Segment Start: Dataset content

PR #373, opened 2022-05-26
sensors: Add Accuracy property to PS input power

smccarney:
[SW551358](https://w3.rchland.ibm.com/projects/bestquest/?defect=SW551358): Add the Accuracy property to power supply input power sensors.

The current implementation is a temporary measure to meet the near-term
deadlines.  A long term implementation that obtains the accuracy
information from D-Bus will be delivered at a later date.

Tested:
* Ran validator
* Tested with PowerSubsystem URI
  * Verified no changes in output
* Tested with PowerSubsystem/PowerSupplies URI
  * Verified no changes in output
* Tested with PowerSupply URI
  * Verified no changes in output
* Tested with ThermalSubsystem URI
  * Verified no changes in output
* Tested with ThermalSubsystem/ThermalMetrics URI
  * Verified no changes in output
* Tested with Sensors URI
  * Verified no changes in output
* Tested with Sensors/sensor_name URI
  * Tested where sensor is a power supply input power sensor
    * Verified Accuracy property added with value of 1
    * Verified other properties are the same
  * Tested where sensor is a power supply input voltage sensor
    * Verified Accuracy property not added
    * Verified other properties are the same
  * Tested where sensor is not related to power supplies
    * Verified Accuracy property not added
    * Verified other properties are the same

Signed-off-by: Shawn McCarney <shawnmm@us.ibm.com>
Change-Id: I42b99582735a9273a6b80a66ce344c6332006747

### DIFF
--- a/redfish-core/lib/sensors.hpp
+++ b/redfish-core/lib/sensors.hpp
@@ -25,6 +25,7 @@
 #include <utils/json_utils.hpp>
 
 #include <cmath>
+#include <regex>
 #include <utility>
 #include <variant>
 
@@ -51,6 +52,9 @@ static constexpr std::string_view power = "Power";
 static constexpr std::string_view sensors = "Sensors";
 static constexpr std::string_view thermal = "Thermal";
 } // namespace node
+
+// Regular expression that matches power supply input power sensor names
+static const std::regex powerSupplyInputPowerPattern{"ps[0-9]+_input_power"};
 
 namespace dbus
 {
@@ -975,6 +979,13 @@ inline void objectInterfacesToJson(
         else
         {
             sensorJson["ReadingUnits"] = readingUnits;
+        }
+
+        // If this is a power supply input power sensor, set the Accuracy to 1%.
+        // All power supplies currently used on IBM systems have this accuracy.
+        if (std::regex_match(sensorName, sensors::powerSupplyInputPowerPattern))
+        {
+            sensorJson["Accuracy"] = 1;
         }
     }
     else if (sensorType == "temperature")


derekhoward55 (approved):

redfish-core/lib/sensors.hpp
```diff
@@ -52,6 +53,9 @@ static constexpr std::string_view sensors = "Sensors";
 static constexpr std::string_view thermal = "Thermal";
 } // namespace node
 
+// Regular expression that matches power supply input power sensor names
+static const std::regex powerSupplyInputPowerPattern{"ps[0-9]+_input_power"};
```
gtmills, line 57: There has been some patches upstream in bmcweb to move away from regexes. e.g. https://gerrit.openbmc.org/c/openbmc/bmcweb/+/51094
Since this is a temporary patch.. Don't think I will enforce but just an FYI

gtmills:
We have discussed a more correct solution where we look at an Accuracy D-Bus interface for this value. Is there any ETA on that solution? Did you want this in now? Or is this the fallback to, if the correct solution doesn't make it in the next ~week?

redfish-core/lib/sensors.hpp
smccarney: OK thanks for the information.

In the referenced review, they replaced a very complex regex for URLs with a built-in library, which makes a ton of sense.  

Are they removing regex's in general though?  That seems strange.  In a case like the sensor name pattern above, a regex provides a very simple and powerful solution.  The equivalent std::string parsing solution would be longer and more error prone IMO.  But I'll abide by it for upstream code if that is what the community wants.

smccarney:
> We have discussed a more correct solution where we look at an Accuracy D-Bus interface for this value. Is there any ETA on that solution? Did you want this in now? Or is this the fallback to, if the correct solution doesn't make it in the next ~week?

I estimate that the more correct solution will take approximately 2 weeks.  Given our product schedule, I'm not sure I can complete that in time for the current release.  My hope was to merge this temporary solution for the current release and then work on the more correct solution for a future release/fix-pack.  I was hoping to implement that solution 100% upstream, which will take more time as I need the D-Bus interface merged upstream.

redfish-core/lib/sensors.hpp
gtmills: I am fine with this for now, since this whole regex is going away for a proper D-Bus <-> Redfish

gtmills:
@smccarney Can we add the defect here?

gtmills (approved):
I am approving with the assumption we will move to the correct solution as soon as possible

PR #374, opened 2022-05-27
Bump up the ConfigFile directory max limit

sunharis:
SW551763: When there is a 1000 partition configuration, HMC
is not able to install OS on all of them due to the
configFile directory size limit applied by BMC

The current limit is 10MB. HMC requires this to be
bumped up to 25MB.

Segment End: Dataset content
Segment Start: Dataset content

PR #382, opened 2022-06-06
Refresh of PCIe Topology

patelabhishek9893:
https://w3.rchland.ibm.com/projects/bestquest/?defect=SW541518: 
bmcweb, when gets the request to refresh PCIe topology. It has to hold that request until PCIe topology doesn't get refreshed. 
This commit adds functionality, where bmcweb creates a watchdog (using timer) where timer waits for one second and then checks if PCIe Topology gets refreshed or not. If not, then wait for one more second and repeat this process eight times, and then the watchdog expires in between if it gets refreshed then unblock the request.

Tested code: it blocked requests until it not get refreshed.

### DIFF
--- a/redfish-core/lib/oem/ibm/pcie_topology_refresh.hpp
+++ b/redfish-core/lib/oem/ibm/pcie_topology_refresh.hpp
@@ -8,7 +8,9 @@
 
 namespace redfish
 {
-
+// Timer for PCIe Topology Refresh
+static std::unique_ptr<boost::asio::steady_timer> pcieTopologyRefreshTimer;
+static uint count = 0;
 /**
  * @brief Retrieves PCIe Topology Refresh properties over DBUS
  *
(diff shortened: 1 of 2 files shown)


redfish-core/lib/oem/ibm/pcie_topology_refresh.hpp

Segment End: Dataset content

Retrieve every line above holding the word "term".

_Your solution_
The current implementation is a temporary measure to meet the near-term
deadlines.  A long term implementation that obtains the accuracy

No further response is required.